That fixes the boat event! Yay!


----------



## BurlyEd (Jul 16, 2008)

I do not have DQ5 yet (est. 25 min to go), but I feel the need to praise DQ4.
I do not read Japanese, but I had NO PROBLEM completing DQ4.  If you use either the IPS patch or the language option in the cheat file, 
everything you need to know is in Engrish!  Only the opening bit with the frog/woman/rabbit is still in pure Japanese, because it was not 
in the NES or PSX version.  And it  is not important.  Just talk to the man in the house (your dad), and the story moves on.  In Engrish.
If you wait for the US release, it will probably have much of the Puff Puff related dialog "cleaned-up".   
	

	
	
		
		

		
		
	


	







I also recently completed Dragon Quest Monsters - Caravan Heart (J2E) on GBA/VBA.  A full translation and a better game than Joker!
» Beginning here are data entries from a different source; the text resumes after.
Issue #464, opened 2022-03-07
stitch_threshold does not work anymore


saskra:
Some recent update seems to have broken this feature, it used to work. (But maybe I used it before only from Python scripts and not from the terminal). No matter what value I enter, I always get the same unstitched result. Maybe I can create a pull request for this.

```shell
python -m cellpose --dir test/data3D/ --img_filter _img --diameter 30. --save_tif --verbose --pretrained_model models_all_eoe/cellpose_residual_on_style_on_concatenation_off_allScratch_2022_01_27_14_48_28.419259 --savedir test/cp_results/ --use_gpu --z_axis 0 --stitch_threshold 0.1
2022-03-07 12:08:01,559 [INFO] WRITING LOG OUTPUT TO /home/saskra/.cellpose/run.log
2022-03-07 12:08:07,871 [INFO] ** TORCH CUDA version installed and working. **
2022-03-07 12:08:07,872 [INFO] >>>> using GPU
2022-03-07 12:08:07,872 [INFO] >>> running model models_all_eoe/cellpose_residual_on_style_on_concatenation_off_allScratch_2022_01_27_14_48_28.419259
2022-03-07 12:08:07,875 [INFO] >>>> running cellpose on 1 images using chan_to_seg GRAY and chan (opt) NONE
2022-03-07 12:08:08,068 [INFO] >>>> using diameter 30.00 for all images
2022-03-07 12:08:08,070 [INFO] 0%|          | 0/1 [00:00<?, ?it/s]
2022-03-07 12:08:08,075 [INFO] Evaluating with flow_threshold 0.40, mask_threshold 0.00
2022-03-07 12:08:08,076 [INFO] multi-stack tiff read in as having 21 planes 1 channels
[...]
2022-03-07 12:08:10,580 [INFO] 100%|##########| 21/21 [00:02<00:00,  8.48it/s]
2022-03-07 12:08:10,580 [INFO] network run in 2.48s
2022-03-07 12:08:10,580 [INFO] mask_threshold is 0.000000
[....]
2022-03-07 12:08:14,740 [INFO] mask_threshold is 0.000000
2022-03-07 12:08:14,975 [INFO] masks created in 4.39s
2022-03-07 12:08:15,811 [INFO] 100%|##########| 1/1 [00:07<00:00,  7.74s/it]
2022-03-07 12:08:15,811 [INFO] >>>> completed in 7.939 sec
```

saskra:
Looks like this has been resolved with the new version.

PR #465, opened 2022-03-07
Repair stitching

saskra:
Simple solution to this problem: https://github.com/MouseLand/cellpose/issues/464


simonlsp:
Thanks, this fix worked for me.

saskra:
Looks like this has been resolved with the new version.

PR #494, opened 2022-04-11
Optimize GPU memory usage

chaichontat:
Explicitly remove tensors after use to prevent out of memory errors in systems with lower GPU memory.


carsen-stringer:
sorry can you please reopen this pull request with the main branch (master was renamed)

PR #384, opened 2024-08-21
core: update inputWithSuggestions component and index exports

SarahBellaha:
The inPutWithSuggestions component was missing an export statement.


kmer2016 (approved):
LGTM !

I do not expect to be able to play DQ5, yet, but ...

Edit: The code posted by keke_keke works.  I got off the boat and leveled up a bit in the first cave.  GameFAQs has a good walkthru for 
Japanese PS2 version, so I guess this is probably playable, but I will wait for the US version.  There are also several SNES resources.


----------



## Mbmax (Jul 16, 2008)

Tanas said:
			
		

> It doesnt work on the EZFlash V+


Kernel 1.85 available : Fixe 2472. 
	

	
	
		
		

		
		
	


	



Mbmax post on Sosuke forum


----------



## Examo (Jul 16, 2008)

Zaraf said:
			
		

> DQ4 was released in english on NES as Dragon Warrior 4.  There was a playstation remake of DQ4 that used the Dragon Quest/Warrior 7 game engine.  This remake for PS1 was never released in english.  The DQ4 DS remake contains all of the bonus goodies that were put into the PS1 remake, PLUS some more interface improvements.
> 
> DQ5 was remade for PS2 using the Dragon Quest 8 game engine (thank God they called it Dragon Quest 8 and not Dragon Warrior 8 (
> 
> ...


Some mistakes just to point out: Some of the bonus stuff in DQ4DS are different from DQ4PS, such as a different immigrant town system, a bonus dungeon with different layouts, etc.

DQ5PS2's engine is NOT based on DQ8's engine. DQ5PS2 was made by Arte Piazza, the same company that's doing the DQ4-6 DS remakes, while DQ8 was made by Level-5. Just look at some of the screenshots would be obvious.


----------



## MolotovC (Jul 16, 2008)

Needs an 8mbit save ..or 1MB/1024k ...so sc owners both slot1 and 2 should be ok, but you may have to make a blank 1MB file, and scds-1 owners also change the save size to 8Mbit.


----------



## keke_keke (Jul 17, 2008)

Hey I know nothing about hacking, but someone said there's a translation at address 49c92d0 whatever that means. Can anyone take a look?


----------



## BurlyEd (Jul 17, 2008)

On DQ4, the "English" code is:
02106404 00000001  ---  ( poke a 1 in address 2106404)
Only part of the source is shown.